# PE in other States



## JUDE (Sep 17, 2009)

If you passed the 8hrs PE Exam in California but not Seismic &amp; Surveying, can you be a registered PE in other States?


----------



## chaocl (Sep 18, 2009)

JUDE said:


> If you passed the 8hrs PE Exam in California but not Seismic &amp; Surveying, can you be a registered PE in other States?


As what I know that my friends (2 Electrical and 2 Mechanical PEs )took their PE exam in CA and transfer back to NY already (I can find their name and license number on the NY website).
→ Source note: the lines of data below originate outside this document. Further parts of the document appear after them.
PR #2232, opened 2021-11-23
Include org name in version info

nvoxland:
## Description

Development builds include the branch in the version info, but not the owner. That is useful information when using a build from a fork.


nvoxland:
Going to do this as part of a different PR

PR #2258, opened 2021-12-08
Removed gpg signing from pom since it is now in the build logic

nvoxland:
## Description

The gpg config in the pom files should be unnecessary now.

Creating PR to test out that out.


nvoxland:
Asc files were still created fine in test PR. Merging unneeded code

However transfer from CA to NY need to apply to NY again but the only difference is in the application which you need to put down your license number igetting from CA and put down in the NY application plus also request the CA to transfer to NY.....However, if you took your FE in NY before and want to take your PE in CA that you also need to do the same thing but in reverse way. (Put down your NY FE license nuimber in the CA application and request NY to send your FE result to CA).....To request the result sending from NY that you need to pay fee (I think around $20)

"""But I don't know about the Civil PE......"""


----------



## MonteBiker (Sep 18, 2009)

JUDE said:


> If you passed the 8hrs PE Exam in California but not Seismic &amp; Surveying, can you be a registered PE in other States?
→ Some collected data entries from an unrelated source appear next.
PR #2265, opened 2021-12-10
Interactive prompting of init project command (DAT-8804)

StevenMassaro:
## Environment

**Liquibase Version**:

## Pull Request Type

## Description

## Steps To Reproduce

- Please be precise and ensure private information is redacted
- Include things like
  - Files used - sql scripts, changelog file(s), property file(s), config files, POM Files
  - Exact commands used - CLI, maven, gradle, spring boot, servlet, etc.

## Actual Behavior

## Expected/Desired Behavior

- [ ] Added [Unit Test(s)](https://liquibase.jira.com/wiki/spaces/LB/pages/1274937609/How+to+Write+Liquibase+Core+Unit+Tests)
- [ ] Documentation Updated

## Need Help?


liquibase-core/src/main/java/liquibase/command/CommandDefinition.java
```diff
@@ -17,7 +17,7 @@
      */
     private final SortedSet<CommandStep> pipeline;
 
-    private final SortedMap<String, CommandArgumentDefinition<?>> arguments = new TreeMap<>();
+    private final Map<String, CommandArgumentDefinition<?>> arguments = new LinkedHashMap<>();
```
nvoxland, line 20: I don't think changing this definition to be insertion order for the purposes of prompting is good. As we get to a better CommandStepPipline refactor, the insertion order will tend toward the more random feeling. Also, if/when other features are interested in the arguments in different orders than what the prompting requires we'll have conflicts.

I think it's best to keep this in the simple alphabetical order, and figure out a way to have the logic of the order in which to prompt be more orthogonal.

One idea: allow the interactivity logic to be able to say what configurations they depend on being set, then use DependencyUtil logic to dynamically figure out the order?

liquibase-cli/src/main/java/liquibase/integration/commandline/LiquibaseCommandLine.java
```diff
@@ -467,6 +468,7 @@ public int getPrecedence() {
         } else {
             Scope.getCurrentScope().getLog(getClass()).fine("Cannot find local defaultsFile " + defaultsFile.getAbsolutePath());
         }
+        liquibaseConfiguration.registerProvider(new InteractivePromptingValueProvider());
```
nvoxland, line 471: I like the idea of plugging interactions into the ConfigurationValueProvider system.

liquibase-core/src/main/java/liquibase/command/CommandArgumentDefinition.java
```diff
@@ -146,6 +150,28 @@ public String toString() {
...
     }
 
+    /**
+     * Interactively prompt in the CLI for a user to supply a value for this command argument.
+     * @param previouslyPromptedValues the values already provided by the user for other arguments in this interactive
+     *                                 prompting session
+     * @return the value provided by the user, or null if the shouldPrompt method of {@link InteractivePromptableCustomizationWrapper}
+     * signifies that this prompt should not occur
+     */
+    public DataType interactivelyPrompt(Map<String, Object> previouslyPromptedValues) {
```
nvoxland, line 160: Why are we having to pass the previouslyPromptedValues here?

liquibase-core/src/main/java/liquibase/command/CommandArgumentDefinition.java
```diff
@@ -146,6 +150,28 @@ public String toString() {
...
+        List<DynamicRuleParameter> collect = previouslyPromptedValues.entrySet().stream().map(v -> new DynamicRuleParameter(v.getKey(), v.getValue())).collect(Collectors.toList());
```
nvoxland, line 161: This seems to be hard-coding in the DynamicRuleParameter here in generic/API code? This layer of the code shouldn't have rule-specific references in it?

liquibase-core/src/main/java/liquibase/command/CommandArgumentDefinition.java
```diff
@@ -217,6 +243,11 @@ public String toString() {
             return this.defaultValue(defaultValue, description);
         }
 
+        public Building<DataType> interactivePrompt(InteractivePromptableCustomizationWrapper promptableCustomizationWrapper) {
```
nvoxland, line 246: I like having the promotability defined as part of the CommandArgumentDefinition. But, the InteractivePromptableCustomizationWrapper name seems a bit unweildy

liquibase-core/src/main/java/liquibase/command/CommandFactory.java
```diff
@@ -13,7 +13,7 @@
 public class CommandFactory implements SingletonObject {
     private Collection<CommandStep> allInstances;
 
-    private final Map<String, Set<CommandArgumentDefinition<?>>> commandArgumentDefinitions = new HashMap<>();
+    private final Map<String, Set<CommandArgumentDefinition<?>>> commandArgumentDefinitions = new LinkedHashMap<>();
```
nvoxland, line 16: Same issue with LinkedHashMap as above

liquibase-core/src/main/java/liquibase/command/CommandScope.java
```diff
@@ -134,6 +137,46 @@ public CommandResults execute() throws CommandExecutionException {
...
+            boolean commandHasAnyInteractivelyPromptableParameters = commandDefinition.getArguments().values().stream().anyMatch(CommandArgumentDefinition::isInteractivelyPromptable);
+            if (commandHasAnyInteractivelyPromptableParameters) {
+                // If the command does have any interactively promptable parameters, then generate a list of parameters which
+                // are interactively promptable and for which the user did not explicitly provide a value.
+//                SortedSet<ConfigurationDefinition<?>> registeredDefinitions = LiquibaseConfiguration.getInstance().getRegisteredDefinitions(true);
+                List<CommandArgumentDefinition<?>> interactivelyPromptableParametersWithDefaultValue =
+                        commandDefinition.getArgumentsInInsertionOrder().values().stream().filter(cad -> (getConfiguredValue(cad).wasDefaultValueUsed() || !getConfiguredValue(cad).found()) && cad.isInteractivelyPromptable())
+                                .collect(Collectors.toList());
+
+                if (!interactivelyPromptableParametersWithDefaultValue.isEmpty()) {
```
nvoxland, line 154: Asking the user in this generic code about setting up a new liquibase.properties file and sample changelog seems too "init" specific. I think there are good use cases for prompting the user for arguments where we are never going to persisting those anywhere like for the password etc.

This logic of asking about saving values should belong in the init logic, not here.

liquibase-core/src/main/java/liquibase/configuration/core/InteractivePromptingValueProvider.java
```diff
@@ -0,0 +1,30 @@
+package liquibase.configuration.core;
+
+import liquibase.configuration.AbstractMapConfigurationValueProvider;
+
+import java.util.Map;
+import java.util.SortedMap;
+import java.util.TreeMap;
+
+/**
+ * This value provider handles values obtained during interactive CLI prompting.
```
nvoxland, line 10: Eventually this should apply to more than just the CLI. Should this class be made CLI-specific and live in liquibase.integration.commandline with an eventual superclass? Or left where it is, but described in more generic terms?

liquibase-core/src/main/java/liquibase/ui/interactive/FileTypeEnum.java
```diff
@@ -0,0 +1,5 @@
+package liquibase.ui.interactive;
+
+public enum FileTypeEnum {
```
nvoxland, line 3: This doesn't seem like it's a globally applicable enum. There are tons of file types we can deal with, and the list of what there CAN be is extensible. This should maybe be a nested enum somewhere instead of something top-level?

liquibase-core/src/main/java/liquibase/ui/interactive/InteractivePromptableCustomizationWrapper.java
```diff
@@ -18,9 +18,7 @@
     private final Function<List<DynamicRuleParameter>, Boolean> shouldPrompt;
 
     public InteractivePromptableCustomizationWrapper(IInteractivelyPromptableEnum parameter) {
```
nvoxland, line 20: Why the "II" in the classname? We don't do hungarian notation

liquibase-core/src/main/java/liquibase/ui/interactive/InteractivelyPromptableParameters.java
```diff
@@ -0,0 +1,83 @@
...
+
+import java.util.Arrays;
+
+import static liquibase.integration.commandline.LiquibaseCommandLineConfiguration.DEFAULTS_FILE;
+
+/**
+ *
+ */
+public enum InteractivelyPromptableParameters implements IInteractivelyPromptableEnum {
+    PROJECT_DIR(null, "Enter a relative path to desired project directory, or (n) to cancel:", ".", (String)null, new DirectoryGetter()),
```
nvoxland, line 16: This all seems to be "init" specific logic and prompts, not something that belongs in the global liquibase.ui.interactive API.

liquibase-core/src/main/java/liquibase/ui/interactive/getter/DirectoryGetter.java
```diff
@@ -0,0 +1,29 @@
+package liquibase.ui.interactive.getter;
+
+import liquibase.ui.interactive.AbstractCommandLineValueGetter;
+
+import java.io.File;
+
+public class DirectoryGetter extends AbstractCommandLineValueGetter<String> {
```
nvoxland, line 7: Since we are plugging the interactivity into the ConfigurationValueProvider system, why isn't this using the ConfigurationValueConverter structures we already have?

nvoxland (changes requested):
Some overall good directions in here, but I think we need to put more thought into the generic interactivity API to keep it more open and future-proof. It's a bit tied to our first specific use case and also maybe not well set up to work with the future multi-step command pipelines.

I like the idea of being able to attach interactivity options to CommandArgumentDefinitions, but remember that a future setup will be something like the "update" operation having 3 steps: one that collects up hub settings, one that collects up connection information, and one that takes a database connection and a hub connection and does an update against those (regardless of how those objects got set up). And that extensions may introduce additional steps and arguments into that pipeline.

An alternative approach could be to pull all the interactivity out of the CommandArgumentDefintion and the generic CommandScope.execute() logic in general in favor of speicifc CommandSteps for commands that want to provide interactivity. That would allow us to still have an isolated "when possible, ask for this specific stuff" flow without building it into the more pure-business-logic CommandStep implementation. But, prompting does seem to be enough of a general-purpose thing that it would be nice to pull that logic into the main framework as we're trying here.

liquibase-core/src/main/java/liquibase/command/CommandDefinition.java
StevenMassaro: DependencyUtil is a neat idea, I didn't know it existed. I will change this so we don't depend on insertion order.

liquibase-cli/src/main/java/liquibase/integration/commandline/LiquibaseCommandLine.java
StevenMassaro: This solves a lot of problems, so I'm glad you're on board.

liquibase-core/src/main/java/liquibase/command/CommandArgumentDefinition.java
StevenMassaro: Good question.

This is a carry over from the prompting logic that was born out of the need in `checks customize`. We needed a way to control prompts based on the "answers" that the user provided in previous prompts. Hence, previously prompted values.

Example that applies to `init project`: if the user answers "s" (indicating "skip") to the question of "what filename should I use for the changelog", we need to know to skip a later prompt that asks what type of changelog they want. This implementation worked well in the `checks customize` flow, but feels a bit hamfisted here. I was intending to revisit this in a future story where I actually implement this "skip later prompts based on prior prompts logic".

liquibase-core/src/main/java/liquibase/command/CommandArgumentDefinition.java
StevenMassaro: Absolutely not. I intend/intended (perhaps forgot) to refactor this out. Again, the issue here is that this came over from the prompting from `checks customize` and I was trying to not make breaking changes.

liquibase-core/src/main/java/liquibase/command/CommandScope.java
StevenMassaro: I intentionally put this logic here to support the future vision. In the future, running commands like `liquibase update` and omitting the `changeLogFile` parameter will automatically route the user into an interactive "init project" prompting session.

liquibase-core/src/main/java/liquibase/command/CommandArgumentDefinition.java
StevenMassaro: Do you have an alternative suggestion? I agree this is unwieldy. How about `CustomizedInteractivePrompt`?

liquibase-core/src/main/java/liquibase/configuration/core/InteractivePromptingValueProvider.java
StevenMassaro: I'm not seeing the same future plans that you are. What would this apply to in the future besides interactive prompting in the CLI?

liquibase-core/src/main/java/liquibase/ui/interactive/InteractivelyPromptableParameters.java
StevenMassaro: Not sure I agree here given the future vision for this system. When this interactive flow is enabled for `liquibase update` (and other core commands), these parameters will be called from multiple locations.

liquibase-core/src/main/java/liquibase/command/CommandDefinition.java
StevenMassaro: DependencyUtil turned out to be a bit overkill for this situation, when all I really need is a list. I went with the simpler solution for now.

StevenMassaro:
Outcomes of meeting:
- Move prompting logic out of global spot to init project specific spot
- Need to do more analysis and planning when we handle interactive prompting application-wide
- Deferring the design discussion for an interactive prompting API to a later date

The only tricky I can think of is the time requirements for California. Would you have experience to qualify for another state? From what I remember, California only requires 6 years experience to sit for the exam where four of those can come from your bachelors degree. This means that you only really have to have practiced for 2 years. Most states require you to have 4 years past your Bachelors (most giving you one year of credit from a Masters). If you are between the two and 4 year mark, you will have to wait to receive comity from any other state (even if you are a registered PE in California). If you have the experience required, then yes, I would think you should be able to get your PE transfered to another state (even though it has not been granted in CA. When you fill out your form for the other state, you would probably just have to fill out and prove that you passed the 8 hour exam.

The best answer is always to call the Board of the state you are looking to get your PE in and ask them. They can usually give you a for certain answer. I have known a few folks that got their CA PE two years after school and then transfered states. Other states would not grant them a license until they had met the requirements of that state.


----------



## kevo_55 (Sep 18, 2009)

Not to bring in any bad news but some states will not be too happy about someone taking the NCEES Civil exam early.

In my office, a few engineers got hammered in reciprocity because they took their NCEES exam early. For their specific case, they use some "intern" time as professional experience. This is ok in MN, but not ok in other states.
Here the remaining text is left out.